The Fortuin-Kasteleyn (FK) formulation of Potts models is often referred to
as the $Q$-state
bond-correlated percolation. The clusters formed by sites and bonds,
called FK clusters, may wrap the torus in a non-trivial way. One can
study the particular topology of a cluster by looking at its first
homology group. This group will be isomorphic to a subgroup of the
homology group of the
surface on which the model is defined. In general, consider $\mathcal{G}$, the topological space given by
all FK clusters of a configuration imbedded in a Riemann surface
$S$. There is a natural homomorphism $\phi : H_1(\mathcal{G})\rightarrow
H_1(S)$ between first homology group of each space. Therefore one may  look for the
probability that $\phi(H_1(\mathcal{G}))$ be a given subgroup $G$ of $H_1(S)$. A definition of this observable was first
given by Langlands {\it et al} in \cite{langlands}. In a preceding work, Pinson computed these
probabilities in the percolation case on the torus using a method
introduced by di Francesco {\it et al} \cite{diFran, pinson}. 

This paper generalizes Pinson's work on percolation to Potts models on
the torus for $Q=1$, $2$, $3$ and $4$ to compute the probability that a FK
configuration of a $Q$-state Potts model yields a particular
subgroup of the first homology group of the torus. This observable is
also studied numerically using Monte-Carlo simulations.

The general concepts required for our calculation are defined in section 2. Then essential points on
the transformation from the Potts model to a gaussian free field are
discussed before we deduce the explicit expressions for probabilities
in section 4. As expected, these are found to be modular
invariant. Numerical results presented for three tori with different
ratios are in good
agreement with values computed except for $Q=4$. For the latter case,
it is 
difficult to estimate the continuum limit numerically because what
looks like logarithmic finite-size corrections seem to appear.

\section{Definitions}

A FK configuration (or FK subgraph) $\mathcal{G}$ is built on a Potts configuration $\sigma$ by
putting bonds between all same-state neighbors and then removing them
with probability $1-p\equiv 1-\exp(-K)$ where $K$ is the critical
ratio $J/k_BT_c$. The resulting
graph $\mathcal{G}$ is said a FK subgraph associated to
$\sigma$. Neither correspondences $\sigma \rightarrow \mathcal{G}$ nor
$\mathcal{G} \rightarrow \sigma$ are unique. A maximally connected component
in $\mathcal{G}$ is called a FK cluster.

In this paper, we define the model on the torus,
i.e. $\mathbb{C}/(\mathbb{Z}+ \mathbb{Z}\tau$), $\tau\in \mathbb{Z}$. The first
homology group of the torus $T$ is isomorphic to $\zbyz$. Therefore its subgroups are isomorphic to $\{0\}$, $\zbyz$ and $\{m,n\} \equiv
\langle(m,n)\rangle$ where $m$, $n\in \mathbb{Z}$. 
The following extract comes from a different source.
PR #2025, opened 2023-04-11
feat(profiling): Add a data category for indexed profiles

phacops:
We're adding a new data category for indexed profiles in preparation of count processed profiles.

Let $\alpha$ and $\beta$ be two independent cycles on the torus. On
the parallelogram $0$, $\tau$, $1$, $1+\tau$, we choose $\alpha$ to be
horizontal and $\beta$ to be parallel to the edge $(0,\tau)$. We distinguish different classes of FK clusters. They can be homotopic to a point. They
may wind the torus $a$ times along $\alpha$ and $b$ times along $\beta$, where $a$, $b\in \mathbb{Z}$ and $a\wedge b\equiv$gcd$(a,b)$ must be one. A
cluster of this type will be called a cluster $\{a,b\}$. We define
the signs of $a$ and $b$ as follows. Let us say we draw a boundary
curve of such a cluster. Then $a>0$ if we go from left to right and
$b>0$ if we go from top to bottom. Hence a
cluster $\{a,b\}$ is equivalent to a cluster $\{-a,-b\}$. The last
class is formed by cluster with a cross topology, precisely clusters
containing at least two connected subcomponents with different
non-trivial windings $\{a,b\}$.

We consider the natural homomorphism $\phi : H_1(\mathcal{G})\rightarrow
H_1(T)$ for a FK subgraph
$\mathcal{G}$ and the torus $T$. We are interested in the subgroup $G$
of $\zbyz$ which lie in $\phi(H_1(\mathcal{G}))$. Then, we associate to $\mathcal{G}$
this particular subgroup $G$. In fact, the correspondence is:
\begin{itemize}

\item {$G$=$\{0\}$} if  $\mathcal{G}$ contains only clusters homotopic
  to a point;
\item {$G$=$\{a,b\}$} if $\mathcal{G}$ has only clusters homotopic to
  a point and
  at least one cluster of class $\{a,b\}$;
\item {$G$=$\zbyz$} if $\mathcal{G}$ contains a cross.
\end{itemize} 
Some examples are given in figure \ref{fig:subgraphs} for $Q=2$. The
  two states are depicted respectively by black dots and white
  dots. Bonds were added between same-state neighbors with
  probability $p$. The subgraphs associated with each subgroup will
  be  respectively
called: trivial subgraphs, subgraphs $\{a,b\}$ and subgraphs with a
cross topology. Because of the nature of FK clusters the probability of
$G=\{a,b\}$, $a\wedge b\neq 1$ is zero. Hence we will assume in the rest
of the paper that $a\wedge b=1$.

\begin{figure}
\begin{center}
\leavevmode
\includegraphics[clip,width = 10cm]{graphs.eps}
\end{center}
\caption{Different $Q=2$ configurations with their associated subgroup. }
\label{fig:subgraphs}
\end{figure}

Let $Z_Q(G)$ be the partition function restricted to FK configurations
associated to the subgroup $G$ in the continuum limit. The probability that a subgraph yields $G$ is then 
\begin{equation}
\pi_Q(G)=\frac{Z_Q(G)}{Z_Q}
\label{pig}
\end{equation}
where $Z_Q$ is $Z_Q(\{0\})+Z_Q(\zbyz)+\sum_{a\wedge b=1}Z_Q(\{a,b\})$.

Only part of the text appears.